Florence has many friends and a very active life in New York City—the theater, the gym and more.  But she is now ninety-five and beginning to feel her age.

When I spoke to her the other night, she talked about her busy life, and said she could be out every night.  But she also said she didn’t think she would take another trip to the west coast to see her new great grandson.  She said that she has some days when she goes to the gym and her body refuses to do what she wants it to.  She said she is tired, and I got the impression that she meant life is a bit much these days.  At ninety-five, that is OK. 

I can only hope that the half of our genes that we share keep me as clear-headed, charming and loving as she is for the next twenty-one years. 

 


Kids Do the Darndest Things

Our children are our children—even when they have their own.  Our son Jeremy has two children, and therefore is a legitimate grownup. Although he is thirty-nine years old, he is as fun-loving as either one of his kids.

For example, on every birthday, Jeremy goes to McDonald’s and eats the number of chicken McNuggets equal to his age. He entered a McNugget-eating contest once and ended up on the McDonald’s Hall of Fame website.  Not exactly the role model you would want for your grandchildren…

One year he decided to have a meat-free September.  A huge carnivore, this was the supreme sacrifice for Jeremy. He got friends to support him and he raised some money for charity.  It was a struggle, but he made it, probably because September only has thirty days.

So we didn’t think much about it last month when he said he was going to eat an apple every day in February.  No big deal.  But then he told us last week that he has extended his commitment to1000 days, and who knows after that?

Perhaps the U.S. Apple Association will also want him on their website.

Our kid does the darndest things.


Looking Back, Looking Forward

Recently, we went to a 70th birthday party for a close friend.  He is an internationally known academic, an authority in his field and one of the most modest, generous and loving people I know. 

Three of his college roommates were there along with about two- dozen other guests.  We’ve known him for more than twenty years and we were probably the newest of his friends there.  The toasts were amusing and moving; it was a love fest.  But it was more about celebrating the past than anticipating the future.

Everyone making toasts expressed their hope to celebrate his 75th  birthday with him.  But, looking around the room, I felt a bit of a chill run down my spine.  I couldn’t help but think that some of us might not be there in five years. 

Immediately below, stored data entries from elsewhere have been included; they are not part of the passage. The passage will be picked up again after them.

PR #1042, opened 2022-03-13
Adding authorisation options for API access

bpiraeus:
Fixes #

## Requirements

## Checklist

- [ ] documentation updated

### DIFF
--- a/AUTHORS
+++ b/AUTHORS
@@ -63,3 +63,4 @@ List of contributors, in chronological order:
 * Ramón N.Rodriguez (https://github.com/runitonmetal)
 * Golf Hu (https://github.com/hudeng-go)
 * Cookie Fei (https://github.com/wuhuang26)
+* Brett Hawn (https://github.com/bpiraeus)
--- a/api/auth.go
+++ b/api/auth.go
@@ -1,0 +1,119 @@
+package api
+
+import (
+	"crypto/tls"
+	"fmt"
+	"strings"
+
+	"github.com/gin-contrib/sessions"
+	"github.com/gin-gonic/gin"
+	"github.com/go-ldap/ldap/v3"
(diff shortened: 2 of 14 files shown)


bpiraeus:
I went through the failing tests, and unless I'm missing something, those are not from my changes, not sure what I can do about that short of refactoring someone else's code. I'm happy to muck around if needed, but you'd likely prefer someone with a lot more chops than myself to mitigate those issues.

randombenj:
@bpiraeus It looks like mostly deprecation errors 

- https://github.com/golang/go/issues/44226
- package golang.org/x/crypto/ssh/terminal is deprecated: this package moved to golang.org/x/term

If you want to, feel free to investigate if there are some simple fixes for the deprecated packages (x/term) seems to be quite an easy one, not sure about the crypto one ...

bpiraeus:
Cleaned up a few oddballs in my code that gosimple flagged, also moved the terminal bits to the appropriate package, the pgp ones appear as if they're likely going to want 3rd party library.

randombenj:
@bpiraeus I just re reviewd the changes in `go.mod` and it seems like you upgraded quite a lot of dependencies. Was this on purpose? I think if you just add the packages you need to add without upgrading the others it will 'fix' the linting.

I would propose to upgrade all the other deps in a sepparate change. What do you think?

neolynx:
introducing authorization per repo is a nice idea. 

however, authentication without SSL is not that nice, so probably we should implement this as well with this change. 

since different authentication types are supported, the variable `LdapGroup` should probably `AuthorizedGroup`

neolynx:
rebased on master

neolynx:
@bpiraeus are you still interested in continuing this ?

Issue #920, opened 2020-04-30
Is Aptly still maintained?


NielsH:
Hi,

We're considering switching to Aptly, however we are having some doubts because it seems somewhat abandoned; the last commits stop around october 2019 and when I look at the website regarding the Roadmap I see planned releases for Dec 2019 and Jun 2020 which appear to be out-of-date ( https://www.aptly.info/download/ ) since it has already been Dec 2019 of course.

Is it still maintained or no more?

Cheers

sjquinney:
I've recently been wondering the same thing. The website is in a poor state with the tutorials having lost all the examples which makes it very hard to get started. Also questions on the mailing list go unanswered. Would be a shame as aptly looks really good compared to other tools which I've found lacking in features.

adam-kosseck:
Take a look at the developer's Github activity, he is still very active just not on this project.
It seems he is working at a Kubernetes startup and doesn't have time for this project anymore. 

What are the best alternatives to Aptly?  Well I've tried both the aptmirror and debmirror CLI tools, at the time debmirror seemed more mature but didn't have the delta or lifecycle support that Aptly has.  In the UI space I've tried both Foreman (katello) and its commercial (.deb focussed) offshoot Orcharhino, both seemed promising and had all of the required features but had trouble working reliably in our admittedly highly complex environments.

My next point of investigation was going to be Pulp3, as this is the CLI tool that Foreman/Katello & Orcharhino use under the hood...

berendt:
@adam-kosseck We have also used Aptly so far and will now look at Pulp3 as we also need mirrors for Docker/Podman images and Ansible roles. I think Pulp3 is a good solution then. Aptly is definitely no longer an option for us.

cgallay:
Hi, @adam-kosseck which alternative did you end up using?

adam-kosseck:
I'm still using Aptly due to the amount of time I've already invested in wrapper scripts to automate processes across multiple environments.
However I remain keen to investigate Pulp 3 when time permits.

seitzbg:
Any comments from either of the maintainers regarding Aptly?  Would love to start using it but not if it is a dead project.  Pulp3 looks interesting but no CLI right now (which isn't a deal breaker but that's why I want to use aptly).

berendt:
@seitzbg Have a look at https://github.com/pulp/pulp_ansible. This makes it easy to manage.

oberones:
[...]

PR #1055, opened 2022-04-04
Publish releases and nightly builds from ci

randombenj:
## Description of the Change

#920 

We moved the whole aptly infrastructure to our own infrastructure and moved `internal.aptly.info` to `aptly-ops.aptly.info`
so we can publish new releases there. :tada: 

## Checklist

- [ ] documentation updated

### DIFF
--- a/.github/workflows/ci.yml
+++ b/.github/workflows/ci.yml
@@ -102,6 +102,22 @@ jobs:
         run: |
           make release
 
+      - name: Publish nightly release to aptly
+        if: github.ref == 'refs/heads/master'
+        env:
+          APTLY_USER: ${{ secrets.APTLY_USER }}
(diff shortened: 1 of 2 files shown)


ximon18 (approved):
I'm not familiar with the infrastructure that will host the release or how that works but the changes in this PR seen fairly minimal and self-evident.

The only concern I can think of is that it seems that the same credentials are used for publishing both master nightly and tagged release artefacts and if there is somewhere in the nightly setup a weakness through which the credentials could be obtained then the damage would not be limited to nightly builds but could also be used to compromise actual releases.

randombenj:
@ximon18 Thanks for the review. Yeah thats a fair point, however, I will keep the setup as is for now as it was like this before as well. I think this can still be improved later on.

PR #5, opened 2015-07-23
handle custom fields in schlib

keulYSMB:
This allows to use the same set of key for any field in a schlib.
This way one can create custom library with own fields and default value.


ricardocrudo:
check your pull request running [test_schlib.sh](https://github.com/KiCad/kicad-library-utils/blob/master/schlib/test_schlib.sh).

keulYSMB:
updated. now passing test with any number of fields.

ricardocrudo:
thank you.

PR #7, opened 2015-09-07
add part of check for rule 6.5->Silkscreen is not superposed to pads

andres53016:
Is rustic and need more work, for the moment is funtional for fp_lines

### DIFF
--- a/pcb/rules/rule6_5.py
+++ b/pcb/rules/rule6_5.py
@@ -35,8 +35,14 @@ class Rule(KLCRule):
                 #TODO
                 pass
             elif 'center' in graph:
-                #TODO
-                pass
+                for pad in module.pads:
+                    padComplex=complex(pad['pos']['x'],pad['pos']['y'])
+                    centerComplex=complex(graph['center']['x'],graph['center']['y'])
+                    endComplex=complex(graph['end']['x'],graph['end']['y'])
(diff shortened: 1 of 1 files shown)


michal777:
Works great. Would it be possible to check silkscreen clearance? I've seen in some document about ipc7351 a rule that distance between pad and line on silkscreen should be equal line width (0.15 in case of kicad library). This rule isn't part of KLC but seems to be wise because of manufacturing tolerances. I guess it may be achieved by increasing pad dimensions for calculations.
Anyway let's wait for author of this script.

andres53016:
I add the fix for this comprobation, I have to tidying the script and commit this.
@michal777  you are right, I can add 0.15 to the dimension of pad.
Sorry for my english.

ricardocrudo:
Great! Sorry for delay. Could explain a little bit how the algorithm works? Thank you!

andres53016:
The script translate de fp_line to the origin and translate the same distance the pad, then the vector rotates clockwise the angle with the vector (1,0) and if the pad is  between 0 and the length of the vector, the I have an intersection.
Sorry for my english. I don't know if I explain well.
For the circles is easy. If the distances between center of circunferences is > (radius of pad + radius of circle) then we have an intersection. For the arc not implemented yet, but is similar except that we have to add checking if the pad is between angle start and end of the arc

PR #10, opened 2015-11-16
Add a fix-fields.py script

CarlPoirier:
For now, it just corrects the field text sizes so that the library is compliant with rule 3.6 of the KLC 1.0.


CarlPoirier:
It now reduces pin text and number sizes to 50mils if they are bigger.

ricardocrudo:
Thanks @CarlPoirier

Issue #11, opened 2015-12-12
invalid Violating Rule 6.5 message


pointhi:
it seems like the ```check_kicad_mod.py``` has a little bug with the orientation of square pads, because it throws an invalid error for some of my footprints, where no 6.5 violation is visible.

Furthermore, when using ```--fix``` it delets silkscreen, which would be overlapping the pad, when the pad would be orientated 90 degrees inclined, but not how I have inclined it in the footprint.

### Footprint before --fix (purporsed violation of rule 6.5)

![pad_before](https://cloud.githubusercontent.com/assets/1652144/11763849/32dd8e0e-a11b-11e5-9daa-cccf048b643c.png)

## Footprint after --fix
![pad_after](https://cloud.githubusercontent.com/assets/1652144/11763850/37a30cde-a11b-11e5-90fb-89a037dfeb85.png)

Footprints can be found in this PR: https://github.com/KiCad/RF_Modules.pretty/pull/1

ricardocrudo:
@andres53016 can you check it, please?

andres53016:
Ok! I fix the bug and I create new PR

twam:
Encountered the same bug here, the provided bug fix solves the issue.

ricardocrudo:
Fixed.

pointhi:
Hm, I don't know why, but now many other footprints throw 6.5 Errors for me.

For example the MC9A12 footprints: https://github.com/KiCad/Connectors_Multicomp.pretty/pull/1):
```
checking module: Multicomp_MC9A12_02x32x2.54mm_Straight_MC9A12-6434
  Violating Rule 6.5
    Silkscreen is not superposed to pads, its outline is completely visible after board assembly, uses
    0.15mm line width and provides a reference mark for pin 1. (IPC-7351).
```

The old script doesn't throw errors for those footprints.

ricardocrudo:
@andres53016  Can you check that when you got some spare time?

andres53016:
Hi @ricardocrudo  
It was right on that now.

CarlPoirier:
New PR is https://github.com/KiCad/kicad-library-utils/pull/20

CarlPoirier:
I merged the fix for the rule 6.5 false positive.

PR #12, opened 2015-12-15
some bug fixed in rule 6.5

andres53016:
fixed the bugs mentioned in issue #11


ricardocrudo:
I've merged it with some small changes. I did edit to have same coding style as other files and I renamed one variable to have English name instead of Spanish.

Thank for contributing.

PR #14, opened 2016-02-16
Added windows batch script for checking all .kicad_mod files in a dir

SchrodingersGat:


pointhi:
Does Windows not supporting wildcards?

like
```
./check_kicad_mod.py ../../clones/Connectors_JST.pretty/*.kicad_mod
```

SchrodingersGat:
Apparently not

pointhi:
Probably we can patch it into the script using https://docs.python.org/2/library/glob.html

PR #15, opened 2016-02-29
STM32 library generator

ObKo:
Here is script, which was used to generate stm32.lib for https://github.com/KiCad/kicad-library/pull/304 and https://github.com/KiCad/kicad-library/pull/208

Script was originally written by @DrLuke and improved by me.

This script turns XML files (from ST's STM32CubeMX software) defining pins for STM32 devices into KiCAD library. It also grabs some information (flash size, ram size, speed) from provided datasheets. 

Additional information can be found in README.md


CarlPoirier:
Hi @ObKo,

May I suggest the path schlib/autogen/stm32/ ? Then it's ready to go.

ObKo:
@CarlPoirier, done.

ricardocrudo:
Thanks @ObKo !

SchrodingersGat:
Hi @ObKo  what are your thoughts on limiting the number of alternative pin functions that are displayed? The schematic symbols are very wide when all the pin functions are displayed.

DrLuke:
@SchrodingersGat And how do you decice which functions to leave out? What if someone else wants those alt functions shown on the pins?  

Leaving out functions on the pins wouldn't result in a very good library in my opinion. If the symbols are too wide, you can modify them for a local copy.

SchrodingersGat:
@DrLuke you are correct, it is useful to know all the options. I guess the only other option would be to simply display pin names (PA1, PA2, etc). (which is less preferable to having them all displayed and being a bit large on the schematic)

SchrodingersGat:
@ObKo disregard my last point. However, it does seem that the generated footprints are missing exposed-pad pins for the QFN chips?

SchrodingersGat:
untitled

e.g. STM32F302K6Ux

ObKo:
@SchrodingersGat 

Again, the problem is in invalid ST's pin files -  some of them has no exposed-pad mark for QFN.

I'll add fix to script in this week.

PR #16, opened 2016-02-29
Added options to checklib.py to help with automation of checks

reportingsjr:
Hi,

I made these changes a while back for the github pull request checker.

The three changes are:
1) a flag to not print out violations (the PR checker doesn't need all 1000 violations that the library has to be printed out)
2) a flag to store all errors in a json format. This is so all of the violations the library has can be removed when checking the pull request.
3) Lastly a flag to read in the previous errors in json and ignore those errors.

### DIFF
--- a/schlib/checklib.py
+++ b/schlib/checklib.py
@@ -2,6 +2,7 @@
 # -*- coding: utf-8 -*-
 
 import argparse
+import json
 from schlib import *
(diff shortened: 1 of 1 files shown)


reportingsjr:
Actually, this needs some more work before it should be merged. Ignore this for now!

At our age, looking back is easy.  Looking forward is a bit more difficult.


Sadie Hawkins Day

Yesterday was February 29th, aka Sadie Hawkins Day.  Sadie was the daughter of one of Dogpatch’s earliest settlers, Hekzebiah Hawkins.  When she reached age thirty-five and was still a spinster, according to Wikipedia, her father called together the eligible bachelors of Dogpatch and declared that day to be Sadie Hawkins Day. “When ah fires [my gun] all o' yo' kin start a-runnin,” he said. “When ah fires agin - after givin' yo' a fair start - Sadie starts a runnin'. Th' one she ketches'll be her husband."

Forty-four years (or eleven February 29’s) ago, I was skiing in Lech, Austria with my boyfriend Peter.  Riding up on the chairlift, I reminded him that it was Sadie Hawkins Day, and that meant I could ask him to marry me.  So I asked him.  He turned me down, saying that when he was ready to get married, he would do the asking.

Four months later, he did.  Forty-four years later, I believe it was worth the wait.